Where a line of the entries holds the string "suggest", copy that line.

━━━━━━━━

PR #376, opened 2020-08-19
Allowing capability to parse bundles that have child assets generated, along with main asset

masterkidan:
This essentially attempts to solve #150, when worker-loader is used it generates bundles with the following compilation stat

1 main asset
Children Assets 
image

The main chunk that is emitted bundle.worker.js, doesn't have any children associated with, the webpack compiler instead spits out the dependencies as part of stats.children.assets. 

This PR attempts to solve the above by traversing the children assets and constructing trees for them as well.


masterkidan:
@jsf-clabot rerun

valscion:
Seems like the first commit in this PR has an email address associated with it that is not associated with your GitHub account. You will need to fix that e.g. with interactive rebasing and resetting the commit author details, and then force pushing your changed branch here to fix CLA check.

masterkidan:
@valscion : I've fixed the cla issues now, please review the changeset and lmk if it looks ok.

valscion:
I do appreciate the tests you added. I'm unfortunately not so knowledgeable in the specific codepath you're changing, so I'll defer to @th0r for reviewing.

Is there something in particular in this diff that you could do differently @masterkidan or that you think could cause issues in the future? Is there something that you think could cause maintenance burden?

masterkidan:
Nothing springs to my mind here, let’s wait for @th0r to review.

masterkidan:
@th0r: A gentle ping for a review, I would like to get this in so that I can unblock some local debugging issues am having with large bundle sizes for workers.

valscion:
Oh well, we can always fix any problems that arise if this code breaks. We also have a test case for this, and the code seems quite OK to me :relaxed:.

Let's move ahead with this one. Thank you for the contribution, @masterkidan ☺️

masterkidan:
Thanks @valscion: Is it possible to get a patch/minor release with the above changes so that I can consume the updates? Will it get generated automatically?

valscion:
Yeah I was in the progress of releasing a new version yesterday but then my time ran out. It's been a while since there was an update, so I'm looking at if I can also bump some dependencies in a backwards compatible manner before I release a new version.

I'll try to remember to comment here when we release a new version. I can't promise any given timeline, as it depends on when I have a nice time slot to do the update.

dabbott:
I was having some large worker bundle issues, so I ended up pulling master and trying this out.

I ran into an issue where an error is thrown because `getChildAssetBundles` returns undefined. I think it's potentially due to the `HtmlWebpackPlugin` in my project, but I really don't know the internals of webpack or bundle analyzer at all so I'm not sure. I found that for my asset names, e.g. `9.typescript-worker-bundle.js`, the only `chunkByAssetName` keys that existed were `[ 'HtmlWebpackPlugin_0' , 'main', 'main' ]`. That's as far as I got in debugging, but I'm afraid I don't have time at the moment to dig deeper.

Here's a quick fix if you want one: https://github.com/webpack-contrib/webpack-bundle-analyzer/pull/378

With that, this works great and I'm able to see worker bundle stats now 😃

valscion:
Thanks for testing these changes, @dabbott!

━━━━━━━━

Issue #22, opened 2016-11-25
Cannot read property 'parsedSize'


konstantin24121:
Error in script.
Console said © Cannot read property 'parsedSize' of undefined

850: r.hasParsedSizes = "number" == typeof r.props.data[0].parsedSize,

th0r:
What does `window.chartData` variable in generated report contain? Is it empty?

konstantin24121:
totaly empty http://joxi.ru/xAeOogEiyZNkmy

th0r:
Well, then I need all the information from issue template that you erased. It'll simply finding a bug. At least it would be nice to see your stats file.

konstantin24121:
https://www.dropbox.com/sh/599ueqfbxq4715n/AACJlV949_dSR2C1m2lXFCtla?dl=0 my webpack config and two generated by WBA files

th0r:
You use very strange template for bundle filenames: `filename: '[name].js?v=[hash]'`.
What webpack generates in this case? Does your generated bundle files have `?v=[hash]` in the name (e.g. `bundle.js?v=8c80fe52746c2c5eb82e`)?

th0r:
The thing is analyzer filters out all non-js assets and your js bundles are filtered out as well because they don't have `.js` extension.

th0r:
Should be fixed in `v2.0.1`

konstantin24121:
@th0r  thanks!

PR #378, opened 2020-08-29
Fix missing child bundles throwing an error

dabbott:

━━━━━━━━

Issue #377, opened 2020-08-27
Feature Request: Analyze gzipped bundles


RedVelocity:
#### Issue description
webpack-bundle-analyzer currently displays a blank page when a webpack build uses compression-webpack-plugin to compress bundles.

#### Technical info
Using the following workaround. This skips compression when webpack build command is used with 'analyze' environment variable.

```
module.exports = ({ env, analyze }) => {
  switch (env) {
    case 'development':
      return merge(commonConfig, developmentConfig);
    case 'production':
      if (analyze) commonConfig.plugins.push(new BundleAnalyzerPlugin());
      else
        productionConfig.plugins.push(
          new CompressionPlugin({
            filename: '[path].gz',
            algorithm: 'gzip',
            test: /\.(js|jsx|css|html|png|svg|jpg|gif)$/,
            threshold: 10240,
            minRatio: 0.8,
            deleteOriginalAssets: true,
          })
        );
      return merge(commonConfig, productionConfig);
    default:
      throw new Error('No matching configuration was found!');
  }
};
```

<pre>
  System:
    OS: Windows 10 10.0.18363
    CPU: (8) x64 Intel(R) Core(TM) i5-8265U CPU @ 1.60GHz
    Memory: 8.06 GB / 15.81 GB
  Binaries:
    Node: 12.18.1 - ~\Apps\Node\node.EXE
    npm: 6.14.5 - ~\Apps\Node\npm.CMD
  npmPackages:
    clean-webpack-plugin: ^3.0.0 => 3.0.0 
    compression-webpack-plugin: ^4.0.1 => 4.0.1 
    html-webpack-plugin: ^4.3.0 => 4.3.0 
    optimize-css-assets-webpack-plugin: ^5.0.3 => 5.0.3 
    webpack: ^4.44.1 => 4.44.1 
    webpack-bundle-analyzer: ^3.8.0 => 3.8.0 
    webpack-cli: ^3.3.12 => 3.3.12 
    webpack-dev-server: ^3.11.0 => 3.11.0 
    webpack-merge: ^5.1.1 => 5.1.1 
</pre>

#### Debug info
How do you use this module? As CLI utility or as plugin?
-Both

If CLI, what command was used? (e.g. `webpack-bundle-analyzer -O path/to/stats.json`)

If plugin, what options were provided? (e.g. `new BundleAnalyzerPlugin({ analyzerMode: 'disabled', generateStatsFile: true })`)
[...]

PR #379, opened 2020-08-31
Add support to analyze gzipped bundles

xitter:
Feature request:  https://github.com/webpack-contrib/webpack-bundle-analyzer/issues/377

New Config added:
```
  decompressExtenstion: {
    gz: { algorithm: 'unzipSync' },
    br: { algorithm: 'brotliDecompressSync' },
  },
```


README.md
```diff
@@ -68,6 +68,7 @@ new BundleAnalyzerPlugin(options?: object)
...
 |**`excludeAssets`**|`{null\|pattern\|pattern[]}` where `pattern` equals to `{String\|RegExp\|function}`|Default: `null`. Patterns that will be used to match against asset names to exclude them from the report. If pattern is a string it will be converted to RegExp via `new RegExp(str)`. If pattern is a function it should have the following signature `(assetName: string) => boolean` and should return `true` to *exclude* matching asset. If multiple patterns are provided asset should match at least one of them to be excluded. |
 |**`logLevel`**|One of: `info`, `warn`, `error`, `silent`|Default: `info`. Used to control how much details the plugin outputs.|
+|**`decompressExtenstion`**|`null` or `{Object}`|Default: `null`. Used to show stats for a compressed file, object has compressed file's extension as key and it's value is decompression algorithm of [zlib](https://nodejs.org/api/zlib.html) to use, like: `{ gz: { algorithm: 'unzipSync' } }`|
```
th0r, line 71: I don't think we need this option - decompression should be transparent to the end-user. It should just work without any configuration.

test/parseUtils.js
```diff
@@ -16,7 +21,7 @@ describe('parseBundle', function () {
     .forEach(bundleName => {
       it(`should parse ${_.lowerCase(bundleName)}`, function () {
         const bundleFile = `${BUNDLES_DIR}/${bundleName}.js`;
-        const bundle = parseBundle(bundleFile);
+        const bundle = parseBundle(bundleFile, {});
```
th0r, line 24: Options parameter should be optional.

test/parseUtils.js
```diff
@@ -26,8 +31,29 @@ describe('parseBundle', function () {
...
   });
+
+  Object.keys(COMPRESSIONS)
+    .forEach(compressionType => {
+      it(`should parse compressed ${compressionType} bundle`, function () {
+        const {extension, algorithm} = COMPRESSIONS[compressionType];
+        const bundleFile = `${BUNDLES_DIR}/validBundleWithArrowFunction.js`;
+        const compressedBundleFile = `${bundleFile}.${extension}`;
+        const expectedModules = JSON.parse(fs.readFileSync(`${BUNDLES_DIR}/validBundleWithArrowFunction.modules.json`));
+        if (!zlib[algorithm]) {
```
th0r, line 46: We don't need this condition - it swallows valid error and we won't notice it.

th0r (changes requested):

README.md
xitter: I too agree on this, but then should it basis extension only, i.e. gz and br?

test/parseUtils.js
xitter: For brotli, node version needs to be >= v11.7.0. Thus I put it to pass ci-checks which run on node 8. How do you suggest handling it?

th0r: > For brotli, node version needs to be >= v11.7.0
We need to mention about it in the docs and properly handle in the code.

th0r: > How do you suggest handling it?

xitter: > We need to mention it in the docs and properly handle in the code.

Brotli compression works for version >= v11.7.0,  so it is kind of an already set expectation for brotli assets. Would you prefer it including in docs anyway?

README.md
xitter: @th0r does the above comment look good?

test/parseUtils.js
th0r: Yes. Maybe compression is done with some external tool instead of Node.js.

━━━━━━━━

**RESULT FOR THIS EXERCISE**
xitter: For brotli, node version needs to be >= v11.7.0. Thus I put it to pass ci-checks which run on node 8. How do you suggest handling it?
th0r: > How do you suggest handling it?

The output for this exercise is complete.